Similarly, we can find the y-coordinate of the other endpoint by subtracting the y-coordinate of the midpoint from twice the y-coordinate of the given endpoint:
2 * y-coordinate of given endpoint - y-coordinate of midpoint = 2 * 0 - 8 = -8.
Hence, the other endpoint must be the point (10, -8). Voila! We've found it. Just be careful out there, let's hope this mystery wasn't too dangerous!
To find the other endpoint of a line segment, we can use the midpoint formula. The midpoint formula states that the coordinates of the midpoint between two endpoints, (x1, y1) and (x2, y2), are given by the formula:
Midpoint = ( (x1 + x2) / 2 , (y1 + y2) / 2 )
In this case, one endpoint is given as (4, 0) and the midpoint is given as (-2, 8). We can plug these values into the formula to find the other endpoint.
Let's label the other endpoint as (x, y).

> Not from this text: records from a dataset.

PR #3854, opened 2020-06-04
Allow SSHCluster to take a list of connect_options

### LINKED ISSUE #2350: Support different usernames when starting an SSH cluster
I wanted to start an SSH cluster where my username is not same on all the nodes.  It would be great if this was supported.  The most obvious way to configure this would be to allow specifying hosts as `user@hostname`, either on the command line, or the hosts file.

jacobtomlinson:
Fixes #2350

In #2350 there is a requirement for different usernames to be passed to different ssh workers. This PR enables you to optionally pass a list of dictionaries to `connect_options` where that list must be equal length to the list of addresses and the two will be zipped.

### DIFF
--- a/distributed/deploy/ssh.py
+++ b/distributed/deploy/ssh.py
@@ -1,6 +1,6 @@
 import logging
 import sys
-from typing import List
+from typing import List, Union
 import warnings
 import weakref
 
@@ -230,7 +230,7 @@ old_cluster_kwargs = {
 
 def SSHCluster(
     hosts: List[str] = None,
-    connect_options: List[dict] or dict = {},
+    connect_options: Union[List[dict], dict] = {},
     worker_options: dict = {},
     scheduler_options: dict = {},
     worker_module: str = "distributed.cli.dask_worker",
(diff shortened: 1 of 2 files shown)


distributed/deploy/ssh.py
```diff
@@ -230,7 +230,7 @@ async def start(self):
 
 def SSHCluster(
     hosts: List[str] = None,
-    connect_options: dict = {},
+    connect_options: List[dict] or dict = {},
```
jrbourbeau, line 233: I think we want `Union[List[dict], dict]`

distributed/deploy/ssh.py
```diff
@@ -311,11 +311,20 @@ def SSHCluster(
         kwargs.setdefault("worker_addrs", hosts)
         return OldSSHCluster(**kwargs)
 
+    if isinstance(connect_options, list):
+        if len(connect_options) != len(hosts):
```
jrbourbeau, line 315: This may be slightly more readable as a single `if`-statement

```python
if isinstance(connect_options, list) and len(connect_options) != len(hosts):
```

jacobtomlinson:
Thanks for the review @jrbourbeau. I've made the suggested changes.

PR #3855, opened 2020-06-05
Use SpecCluster name in worker names

lesteve:
So this comes from a long discussion about using job arrays in Dask-Jobqueue iin https://github.com/dask/dask-jobqueue/issues/196.

I'll try to summarise it:
- the emphasis is for now to provide a work-around to people who have a strong constraint to use job arrays
- when using a job array the job submission script looks like this (SGE here but would be similar for other job schedulers):
```bash
#!/usr/bin/env bash
# some other header things
# job array option
#$ -t 1-3

# 0 comes from `self._i` in SpecCluster
dask-worker <scheduler-address> --name 0
```
the problem is that this script will be run 3 times (the size of the job array) and workers will have the same name causing an error
- we would like to do:
```py
cluster = SGECluster(name='whatever_$SGE_TASK_ID', cores=1, memory='1GB')
```

so that the job submission script would look like this:
```bash
#!/usr/bin/env bash
# some other header things
# job array option
#$ -t 1-3

# 0 comes from `self._i` in SpecCluster
dask-worker <scheduler-address> --name whatever_$SGE_TASK_ID-0
```

This PR is an attempt at doing this. Suggestions on how to improve it would be more than welcome!

This modification is only motivated by Dask-Jobqueue so it could be argued that it should stay in Dask-Jobqueue. My feeling is that:
- having the SpecCluster name be used in the worker names is a rather limited change (to be fair I am not sure what SpecCluster name is used for outside of the `__repr__`)
- I have to say that my general approach is to keep as little tricky code in Dask-Jobqueue so this PR feels a better thing to do than overriding `new_worker_spec` in Dask-Jobqueue to do what we want. The latter approach feels more fragile and could break if some of the SpecCluster internals changed.

If I am being honest the Dask-Jobqueue use case feels a little bit kludgy because the key of the spec would be `wathever_$SGE_TASK_ID-0`, `wathever_$SGE_TASK_ID-1` and the worker names would be `whatever_1-0`, `whatever_2-0`, `whatever_3-0`, `whatever_1-1`, etc ... not sure it that could cause a problem later down the line.

### DIFF
--- a/distributed/deploy/spec.py
+++ b/distributed/deploy/spec.py
@@ -462,6 +462,14 @@ class SpecCluster(Cluster):
         if self.asynchronous:
             return NoOpAwaitable()
 
+    def _new_worker_name(self, worker_number):
+        """ Returns new worker name.
+
+        This can be overriden in SpecCluster derived classes to customise the
+        worker names.
+        """
+        return worker_number
+
     def new_worker_spec(self):
         """ Return name and spec for the next worker
 
@@ -473,13 +481,12 @@ class SpecCluster(Cluster):
         --------
         scale
         """
-        worker_name_template = f"{self._name}-{{}}"
-        worker_name = worker_name_template.format(self._i)
-        while worker_name in self.worker_spec:
+        new_worker_name = self._new_worker_name(self._i)
+        while new_worker_name in self.worker_spec:
             self._i += 1
-            worker_name = worker_name_template.format(self._i)
+            new_worker_name = self._new_worker_name(self._i)
 
-        return {worker_name: self.new_spec}
+        return {new_worker_name: self.new_spec}
 
     @property
     def _supports_scaling(self):
--- a/distributed/deploy/spec.py
+++ b/distributed/deploy/spec.py
@@ -473,10 +473,13 @@ class SpecCluster(Cluster):
         --------
         scale
         """
-        while self._i in self.worker_spec:
+        worker_name_template = f'{self._name}-{{}}'
+        worker_name = worker_name_template.format(self._i)
+        while worker_name in self.worker_spec:
             self._i += 1
+            worker_name = worker_name_template.format(self._i)
 
-        return {self._i: self.new_spec}
+        return {worker_name: self.new_spec}
 
     @property
     def _supports_scaling(self):
--- a/distributed/deploy/spec.py
+++ b/distributed/deploy/spec.py
@@ -538,7 +538,7 @@ class SpecCluster(Cluster):
         maximum_cores: int = None,
         minimum_memory: str = None,
         maximum_memory: str = None,
-        **kwargs
+        **kwargs,
     ) -> Adaptive:
         """ Turn on adaptivity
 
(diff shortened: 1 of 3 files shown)


lesteve:
Slightly tangential: something I would love to get input on as well is what to do with the spec `group`.

I have read the SpecCluster docstring and this certainly looks like something that applies here (a single entry in the spec creates multiple Dask workers). Looking at the code it feels the spec `group` is only used in adaptive. Did I miss something? If it is only used in adaptive, I think the reasonable thing to do is to ignore it for the Dask-Jobqueue use case because the scaling is going to be weird anyway and the goal is to provide a work-around for now.

Note that in Dask-Jobqueue there would be two reasons of multiple Dask workers here:
- one because of the job id indside the job array
- one for multiple Dask workers created by a single `dask-worker` command e.g. `dask-worker --nprocs 3`

distributed/deploy/spec.py
```diff
@@ -473,10 +473,13 @@ def new_worker_spec(self):
         --------
         scale
         """
-        while self._i in self.worker_spec:
+        worker_name_template = f"{self._name}-{{}}"
+        worker_name = worker_name_template.format(self._i)
```
mrocklin, line 477: What if instead we generalize this to having a `SpecCluster._new_worker_name` method or something similar?  Today this would be the following by default

```python
def _new_worker_name(self):
    while self._i in self.worker_spec:
        self._i += 1
    return self._i
```

But Dask-JobQueue could overwrite it on its own method.

This is just one idea, but shows how we might generailize something on SpecCluster that would make it easier to modify downstream without changing default behaviors on SpecCluster itself.

lesteve: This seems completely reasonable (I thought about adding a `worker_name_func` as an argument to `SpecCluster.__init__` which seems slightly overcomplicated but not the good old object-oriented approach), I'll do this and add some tests as well.

lesteve: I added the `_new_worker_name(self, worker_number)` method. This feels simpler to customise in Dask-Jobqueue (no need for the `self._i` updating logic).

I also added some simple tests.

distributed/deploy/spec.py
```diff
@@ -535,7 +545,7 @@ def adapt(
         maximum_cores: int = None,
         minimum_memory: str = None,
         maximum_memory: str = None,
-        **kwargs
+        **kwargs,
```
lesteve, line 548: Interestingly I had to change this to make black happy (I tend to try to avoid unrelated changes like this in general) ... I would have thought all the files were black-compliant but maybe black changed its mind about this at one point.

mrocklin:
This looks good to me.  There was an unrelated test failure (I think).  I'm going to increase a timeout and see if that helps (I hope that you do not mind my pushing to your branch).

lesteve:
> I hope that you do not mind my pushing to your branch

I actually think this is a super useful feature and allow more productive iterations (both from the contributor and the maintainer point of view), so clearly pushes to my branches more than welcome!

distributed/deploy/spec.py
mrocklin: Black adds trailing commas if the code is identified to be Python 3.6+ (it isn't legal in Python 3.5) so maybe you added some other feature that changed how black perceived the code?  Regardless, this is fine.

Using the midpoint formula, we have:
(-2, 8) = ( (4 + x) / 2 , (0 + y) / 2 )
We can start by simplifying the x-coordinate equation:
-2 = (4 + x) / 2
Multiply both sides by 2 to eliminate the denominator:
-4 = 4 + x
Next, isolate the x variable by subtracting 4 from both sides:
-8 = x
Now let's simplify the y-coordinate equation:
8 = (0 + y) / 2
Multiply both sides by 2 to eliminate the denominator:
16 = 0 + y
Simplify further:
y = 16
Therefore, the other endpoint of the line segment is (-8, 16).